U.S. Senator Elizabeth Warren has launched a scathing attack on the Office of the Comptroller of the Currency (OCC), accusing the regulator of violating the National Bank Act by granting national trust charters to at least nine cryptocurrency firms that she deems "unqualified" and operating beyond federal statute.
In a letter sent to Comptroller Jonathan Gould, the Massachusetts Democrat and ranking member of the Senate Banking Committee demanded detailed legal justifications for the approvals, which now cover prominent companies such as Coinbase, Paxos, Ripple, BitGo, and Fidelity Digital Asset Services. Warren argues that these crypto trusts "appear to far exceed the narrow scope of activities permitted by law," effectively rewriting the National Bank Act through administrative action.

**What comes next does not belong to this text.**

PR #1864, opened 2024-11-20
argocd: add redis-2 on staging

AndrewKostka:


tarrow (approved):
obviously to ship post chart merges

The senator’s intervention follows a year of OCC decisions that opened federal trust paths for digital asset custody, settlement, and "riskless principal" trading—a model Warren contends is tantamount to allowing crypto firms to "evade the fundamental safeguards and obligations that come with being a bank." Her letter highlights how the companies, instead of pursuing full-service national bank status with its higher regulatory bar, are using the narrower trust charter to engage in deposit-like stablecoin activities, payments, and lending—functions she says are "closely related to deposit-taking."
Warren also demanded records of any communications between the OCC and President Donald Trump or his family members, specifically citing the pending charter for World Liberty Financial Inc., a crypto venture in which Trump and his family hold a stake. This request deepens the political dimension of the clash, which comes amid the administration’s broader push to create a crypto-friendly regulatory environment.
OCC chief Gould has previously insisted that charter reviews are "apolitical and nonpartisan," but Warren’s new demands—including disclosure of the legal analyses underpinning each approval—set up a major test of how far U.S. banking law can be stretched to accommodate crypto infrastructure before Congress must step in. The outcome could have sweeping implications for the future of crypto custody, stablecoin issuance, and institutional adoption in the United States.